Every morning it’s a struggle to be honest.
How much do I want the world to know what’s going on with me? Not that much if I’m truthful, but then how will anyone know how I am really feeling?
Skin Deep
Yesterday I posted on my personal FB page with a photo I took of myself that morning.
I don’t look that bad. I’m showered, my hair washed and left to dry naturally, I have a little bit of makeup on and I’m smiling. I also have sunburn but we’ll deal with that another time!
In short, I look happy.
Inside is a different story.
Inside I am anxious as can be. I have to go somewhere I have never been before and take the teenager. He can also anxious so apparently, I have to be the parent and be the strong one. That, of course, makes me even more anxious!
So, I make sure that the people we are meeting see what I want them to see. A woman, a mum, looking as if she takes care of herself and her appearance. I wear a dress and perfume. My thought process is that if I look okay, I will feel okay.
What about underneath?
What you don’t see, however, is the scars on my arms where I scratched myself making me bleed. I write those off as cat scratches.
You don’t see the nausea welling up in my throat as I have to prepare to leave the house having looked up directions four times, checking the map. Yes, I do have sat nav but I need to know. I don’t just want to get there I need to do where there is.
You can’t see the bags under my eyes due to lack of sleep as my mind spent hours going over different scenarios to find one that works. So much going on that is helping me spiral that I still can’t believe it is happening to me. Grateful for concealer.
You don’t see the gurgling stomach and the fear that I may need the loo whilst out. Deep breathing, trying to convince myself I am fine, plus a beady eye when we get there for toilet signs.
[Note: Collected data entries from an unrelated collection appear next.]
Issue #1549, opened 2025-04-11
Sample-based shaping from 3D tetrahedral mesh


kennyweiss:
A user has requested that we extend our sample-based shaping capability to include shaping from a 3D ProE tetrahedral mesh.

One strategy might be to use a spatial index like a BVH tree to find the candidate tetrahedra for a given point and then use barycentric coords to determine if a point is in the tetrahedron.

Related: #1393

PR #1560, opened 2025-04-28
Adds sample-based shaping for tetrahedral shapes

kennyweiss:
# Summary

- This PR is a feature
- It adds the ability to perform sample-based shaping on tetrahedral meshes 
(#1549)
- It currently works on the host. I will port it other policies in a follow-up PR
- Misc: 
    - It also fixes some inconsistent annotations and adds a script to help track down inconsistencies between `AXOM_ANNOTATE_BEGIN`/`AXOM_ANNOTATE_END` pairs
    - It adds some additional warnings in `sidre::View`
    - It adds a device compatible equivalent of `std::function`. I'm planning to generalize this and move it to `core` in a follow up PR, but have added this to quest in the short term.


src/axom/quest/IntersectionShaper.hpp
```diff
@@ -43,30 +46,6 @@
     #include "conduit_blueprint_mcarray.hpp"
   #endif
 
-// clang-format off
```
kennyweiss, line 46: @gunney1 and others -- I moved this block to `shaping_helpers` since it's needed for sample-based shaping as well.
I `ifdef`d out the MFEM dependency there, so `IntersectionShaper` does not require MFEM.

src/axom/quest/SamplingShaper.hpp
```diff
@@ -378,44 +145,77 @@ class SamplingShaper : public Shaper
...
-    SLIC_INFO(axom::fmt::format("{:-^80}", " Generating the octree "));
+    SLIC_INFO(axom::fmt::format("{:-^80}", " Generating the spatial index "));
 
     const auto& shapeName = shape.getName();
 
-    switch(shapeDimension)
+    // note: ignoring the global shapeDimension for now since it's causing problems
+    // reading c2c when the dimension is Three
+    AXOM_UNUSED_VAR(shapeDimension);
+    if(this->shapeFormat(shape) == "c2c")
```
kennyweiss, line 155: Note: This class is screaming for `std::variant` -- we have a bunch of implementations w/ a common API, but only one of them can be valid for the instance.  Really looking forward to when we can use `C++17` features...

src/axom/quest/SamplingShaper.hpp
kennyweiss, line 1: Huge thanks to @v-dobrev for helping me debug device memory issues w/ our mfem usage in this file!

src/axom/quest/detail/shaping/PrimitiveSampler.hpp
kennyweiss, line 1: Note for reviewers: This file along w/ the changes in `shaping_helpers.cpp` contains most of the new tet-based shaping capability for Pro-E meshes. Most of the other changes in this PR are in support of this.

src/axom/quest/detail/shaping/shaping_helpers.hpp
```diff
@@ -13,21 +13,158 @@
...
+  #include "mfem.hpp"
 #endif
 
-#include "mfem.hpp"
-
 namespace axom
 {
+
+template <typename Signature, size_t MaxSize = 16>
+class function;
```
kennyweiss, line 27: Here's the `axom::function` -- which is intended to be a device compatible drop-in for `std::function`.

I'm planning to generalize this and move it to axom's core component in a follow-up PR since I need it for the point projector lambdas in the sample-based shaping.

src/axom/quest/examples/CMakeLists.txt
```diff
@@ -621,7 +621,7 @@ if(AXOM_ENABLE_TESTS AND AXOM_DATA_DIR)
     endif()
 endif()
 
-if (ENABLE_FORTRAN)
+if (ENABLE_FORTRAN AND FALSE)
```
kennyweiss, line 624: I had to disable these Fortran tests (quest's signed distance and inout Fortran tests) due to a linking issue in a `clang+ifort` configuration.

Should I revert this change and locally patch in my application, or leave it as is and add an issue to address this in the future. (I'll take responsibility for fixing it).

src/axom/mir/examples/concentric_circles/runMIR.hpp
```diff
@@ -12,7 +12,7 @@
 template <typename ExecSpace, int NDIMS>
 int runMIR(const conduit::Node &hostMesh, const conduit::Node &options, conduit::Node &hostResult)
 {
-  AXOM_ANNOTATE_BEGIN("runMIR");
+  AXOM_ANNOTATE_SCOPE("runMIR");
```
BradWhitlock, line 15: I fixed this in one of my branches too. Your script works!

src/axom/multimat/examples/basic.cpp
```diff
@@ -265,10 +265,8 @@ void multimat_to_blueprint(axom::multimat::MultiMat &mm, conduit::Node &mesh)
     // Get field properties
     auto name = mm.getFieldName(i);
     auto mapping = mm.getFieldMapping(i);
-  #if defined(AXOM_DEBUG)
-    auto dataType = mm.getFieldDataType(i);
-    SLIC_ASSERT(dataType == axom::multimat::DataTypeSupported::TypeDouble);
-  #endif
+    SLIC_ASSERT(mm.getFieldDataType(i) == axom::multimat::DataTypeSupported::TypeDouble);
```
BradWhitlock, line 268: That's a better fix.

src/axom/core/NumericArray.hpp
```diff
@@ -349,27 +349,32 @@ class NumericArray  // NOLINT
    * \brief Find the max component.
    * \return The value of the largest component.
    */
+  AXOM_HOST_DEVICE
```
adayton1, line 352: Could this be on the same line to be consistent with the inline definition below?

src/axom/quest/SamplingShaper.hpp
BradWhitlock: Good ol' polymorphism still works too and would allow a single shaper implementation pointer, which sounds like what you want from this factory.

src/axom/quest/SamplingShaper.hpp
```diff
@@ -432,16 +232,45 @@ class SamplingShaper : public Shaper
...
 
     switch(getShapeDimension())
     {
     case klee::Dimensions::Two:
-      runShapeQueryImpl(m_inoutSampler2D);
+      runShapeQueryImpl(m_inoutSampler2D.get());
       break;
     case klee::Dimensions::Three:
-      runShapeQueryImpl(m_inoutSampler3D);
+      if(this->shapeFormat(shape) == "stl")
```
BradWhitlock, line 243: Are "stl" and "proe" checks done to determine whether there are triangles vs tets? If so, can this be queried from the shape so file format checks do not proliferate?

src/axom/quest/SamplingShaper.hpp
```diff
@@ -536,11 +365,19 @@ class SamplingShaper : public Shaper
   {
     AXOM_ANNOTATE_SCOPE("finalizeShapeQuery");
 
-    delete m_inoutSampler2D;
-    m_inoutSampler2D = nullptr;
+    m_inoutSampler2D.reset();
```
BradWhitlock, line 368: I see what you mean about having to keep track of various implementation pointers.

src/axom/quest/SamplingShaper.hpp
```diff
@@ -724,13 +553,263 @@ class SamplingShaper : public Shaper
...
+                                                                  vf_name,
+                                                                  m_volfracOrder,
+                                                                  dim,
+                                                                  mfem::BasisType::Positive);
+    const mfem::FiniteElementSpace* fes = vf->FESpace();
+    const int dofs = fes->GetFE(0)->GetDof();
+
+    // access or compute the mass matrix
+    mfem::DenseTensor* mass_mat {nullptr};
+    const std::string mass_matrix_name = "shaping_mass_matrix";
```
BradWhitlock, line 642: Do these names ever change? Should they be class members with these defaults, in other words?

src/axom/quest/Shaper.cpp
```diff
@@ -313,5 +312,25 @@ double Shaper::allReduceSum(double val) const
   return val;
 }
 
+double Shaper::allReduceMin(double val) const
```
BradWhitlock, line 315: Future candidates for ``axom::core``? Any chance the 2 returns result in a warning about unreachable code?

src/axom/quest/detail/shaping/PrimitiveSampler.hpp
```diff
@@ -0,0 +1,349 @@
...
+    : m_shapeName(shapeName)
+    , m_surfaceMesh(surfaceMesh)
+  { }
+
+  ~PrimitiveSampler() { }
+
+  std::shared_ptr<mint::Mesh> getSurfaceMesh() const { return m_surfaceMesh; }
+
+  /// Computes the bounding box of the surface mesh
+  void computeBounds()
```
BradWhitlock, line 69: Could this work to compute the bounds of the mint mesh be moved into the mint mesh itself and then just return a bbox? Seeing it here, I'm wondering why the mint mesh can't do this for itself.

src/axom/quest/detail/shaping/shaping_helpers.hpp
```diff
@@ -13,21 +13,158 @@
...
+/**
+ * \brief Basic implementation of a host/device compatible analogue to std::function
+ *  
+ * \tparam R The return type of the callable object
+ * \tparam Args The parameter types of the callable object
+ * \tparam MaxSize The maximum size of the callable (including its captured variables)
+ * 
+ * \note We will extend this and move it to the core component
+ */
+template <typename R, typename... Args, size_t MaxSize>
```
BradWhitlock, line 38: Good stuff.

src/axom/quest/examples/CMakeLists.txt
BradWhitlock: It would be ideal to fix before merging.

src/axom/quest/tests/quest_sampling_shaper.cpp
```diff
@@ -85,6 +94,48 @@ class ScopedTemporaryFile
 private:
   const std::string m_filename;
 };
+
+// Utility function to slice a tetrahedron along a plane
+primal::Polygon<double, 3> slice(const primal::Tetrahedron<double, 3>& tet,
```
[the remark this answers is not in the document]
kennyweiss: Good call. I wasn't sure what (if anything) you had in `mir` related to slicing.

I also hacked the "bowtie" thing together (using pieces we already had) since it was only a test. 
I'd fix it up if we move into primal proper.

src/axom/core/NumericArray.hpp
kennyweiss: I think the line breaks are entirely determined by the `clang-format` rules.
I'll manually move it and see if it reverts.

src/axom/quest/tests/quest_sampling_shaper.cpp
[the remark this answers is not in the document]
BradWhitlock: I can't think of any geometric slicing like this in mir. I was mostly using clipping.

src/axom/quest/SamplingShaper.hpp
kennyweiss: Since the templates are baked into the sampler type, 
I think this whole block will look like the following w/ `std::variant`:
```cpp
    std::visit([](auto& inst){ runShapeQueryImpl(inst.get(); }, m_sampler);
```

src/axom/quest/SamplingShaper.hpp
kennyweiss: I don't anticipate the names changing. 
These objects are created and used only in this function, but the function is called once for each material.

src/axom/quest/SamplingShaper.hpp
```diff
@@ -724,13 +553,263 @@ class SamplingShaper : public Shaper
...
+      mass_mat = m_inoutTensors.Get(mass_matrix_name);
+    }
+    else
+    {
+      AXOM_ANNOTATE_SCOPE("mass integrator assemble");
+
+      mass_mat = new mfem::DenseTensor(dofs, dofs, NE);
+      mass_mat->HostWrite();
+      (*mass_mat) = 0.;
+      mass_mat->ReadWrite();
```
kennyweiss, line 654: I should have mentioned -- there are likely too many copies (H<->D) in the current implementation. I'll reduce it to the minimum necessary after porting everything to cuda/hip/omp.

src/axom/quest/Shaper.cpp
kennyweiss: Oh -- good call -- that should have been in a `#else` -- I'll fix them.

src/axom/quest/detail/shaping/PrimitiveSampler.hpp
kennyweiss: Presumably, it already does.

I was planning to update this part of the class a bit so we filter out tets that are not in the bounding box of the current domain, which should help reduce the memory requirements.

src/axom/quest/detail/shaping/PrimitiveSampler.hpp
```diff
@@ -0,0 +1,349 @@
...
+    // axom::for_all<ExecSpace>(
+    //   nq,
+    //   AXOM_LAMBDA(axom::IndexType i) {
+    //     SLIC_INFO_IF(i < 100,
+    //                  axom::fmt::format("Query point {} of {} -- pt: {}; inout: {}",
+    //                                    i,
+    //                                    nq,
+    //                                    query_view[i],
+    //                                    inout_view[i]));
+    //   });
```
Arlie-Capps, line 259: Perhaps discard this commented-out sanity check

src/axom/quest/detail/shaping/shaping_helpers.cpp
```diff
@@ -128,244 +185,152 @@ void generatePositionsQFunction(mfem::Mesh* mesh, QFunctionCollection& inoutQFun
...
     // Some different options for beta:
-    //beta(i) = 1.0;
-    beta(i) = ML(i) * x(i);
-    //beta(i) = ML(i)*(x(i) + 1e-14);
-    //beta(i) = ML(i);
-    //beta(i) = Mxy(i);
+    //beta[i] = 1.0;
+    beta[i] = ML[i];
+    //beta[i] = ML[i]*(1. + 1e-14);
+    //beta[i] = ML[i];
```
Arlie-Capps, line 254: ?

If we need to keep different options for beta, which may well be the case, why not keep them all?  and why uncomment line 252 but comment out line 254?

src/axom/quest/detail/shaping/shaping_helpers.cpp
```diff
@@ -128,244 +185,152 @@ void generatePositionsQFunction(mfem::Mesh* mesh, QFunctionCollection& inoutQFun
...
 
     // The low order flux correction
-    z(i) = m(i) - ML(i) * x(i) * y_avg;
+    z[i] = m[i] - ML[i] * y_avg;
```
Arlie-Capps, line 257: Is this change a bug fix?

kennyweiss: No  -- the original FCT algorithm was more flexible than we need for volume fractions. The `x` mask allows for ignoring some quadrature points, but we were always passing in an array of 1s, so I removed it.

src/axom/quest/detail/shaping/shaping_helpers.cpp
kennyweiss: I'm not sure if we'll need the different `beta`s -- I can probably remove them and just use `ML`

Arlie-Capps (approved):
Thanks, @kennyweiss .

src/axom/quest/detail/shaping/shaping_helpers.cpp
Arlie-Capps: Thanks.  Whatever you feel is best.

src/axom/quest/examples/CMakeLists.txt
kennyweiss: I reverted the change -- I'll try to handle it separately or add a local patch for my config.

src/axom/core/NumericArray.hpp
kennyweiss: clang-format was agnostic about this change (`AXOM_HOST_DEVICE` on the same line or split across two lines).
I converted everything to be on the same line.

src/axom/quest/detail/shaping/PrimitiveSampler.hpp
kennyweiss: I'm going to leave this one as is since I'm planning to update the bounding box computation in a follow-up PR.

src/axom/quest/tests/quest_sampling_shaper.cpp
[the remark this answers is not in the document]
kennyweiss: I created an issue to track this: https://github.com/LLNL/axom/issues/1579

src/axom/quest/detail/shaping/shaping_helpers.cpp
kennyweiss: I left the beta choices, but removed the duplicate on line 254.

You can’t here the racing heart that may or may not leap out of my chest. One day I fear it just might.
You don’t see the tears. The anguish. The heartbreak as things fall apart. That you will never see unless you are really lucky. Or unlucky depending on how you look at it.
And all this before 10am.
The Mirror Cracked
This folks, is anxiety. Generalised Anxiety Disorder. At least it’s my anxiety.
And my excellent masking.
My friends may start to see the cracks but others won’t. It’s that warrior in me. I can’t let them see yet perhaps I should. Perhaps then they won’t expect me to act “normally”. Perhaps then they will understand what I say, how I explain things. My reasoning for what I do what I do.
But I won’t. That façade is impenetrable. If anyone does successfully shoot it down, they won’t like what they see. They won’t understand.
Some may even walk away.
You see you don’t always get what you see. You can’t always judge a book by its cover.
What you see on social media isn’t always real. It’s what people want you to see. And it doesn’t always do you any favours.
In short, you never know the real story.
This wasn't in my Master Plan
If you had told me 2 years ago, I’d be like this I’d have laughed you out of town.
I had some lovely messages in response to my post for which I am very grateful. But I suspect there will be have been some people who either skipped on by, read it and thought blimey I best stay away from her, or, perhaps that I was making it all up. Because they knew me. Do you?
Anxiety can happen to anyone. For some it will be obvious. They may be brave and ask for help. They may feel confident to tell their friends, their employers. Others, however, may not. They may be private people, not wishing to share with anyone. It is dangerous to assume that you know which one they are.
After all, assume made an ass of you and me.
Never assume that the happy, smiley, put-together person next to you is exactly that. They may have anxiety, they may have depression, they may be going through a divorce, a serious illness, they may have an invisible disability. There are so many possibilities.
So please, be kind, be aware of your words.
Never assume you understand, but it will not hurt to ask.